Fiber-reinforced polymer composites are preferred over conventional materials because of their superior strength and modulus. Previously limited due to high manufacturing costs, synthetic fibers have been replaced by some natural fibers, such as waste wheat straw fibers. Here, epoxy-based polymer composites' mechanical and physical properties have been investigated, focusing on fiber weight ratios for both treated and untreated fiber. The research found that treated fibers display more effective mechanical qualities than untreated fibers, with a higher tensile strength of 54.4 MPa. The untreated Wheat Straw-Glass fiber reinforced composite has a less tensile strength of 26.3 MPa (10 wt% fiber). Pure resin-based composite has the most minor tensile strength at 1.52 MPa. The highest flexural strength obtained for hybrid composite is 88.76 MPa for treated fiber with epoxy resin and 49.6 MPa for untreated 30 wt % fiber. At the same time, the sole epoxy resin composite has the lowest value of 10.60 MPa. Untreated fiber (30 wt%) has the highest impact energy of 8J. Untreated wheat straw fiber absorbs more water due to its hydrophilic nature.
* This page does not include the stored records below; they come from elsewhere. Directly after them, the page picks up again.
PR #5595, opened 2023-04-13
fix(removeWidgets): defer search by a full tick

Haroenv:
In React InstantSearch Hooks, the removeWidget cleanup is deferred by a timeout, as it ensures the widget doesn't get recreated in strict mode needlessly.

However, this meant that each one of the removeWidget calls happened in their own context, as the order was

timeout (remove)
promise (defer)
timeout (remove)
promise (defer)

and thus was never deduplicated.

In contrast, treated fiber exhibits better bonding and minimal water content, and the sole epoxy resin composite exhibits hydrophobic properties, resulting in less water absorption. The treated fiber displays better bonding than the untreated fiber throughout the SEM analysis. Wheat Straw fiber is mainly used for biodegradable plastic formation, housing construction, building materials, etc.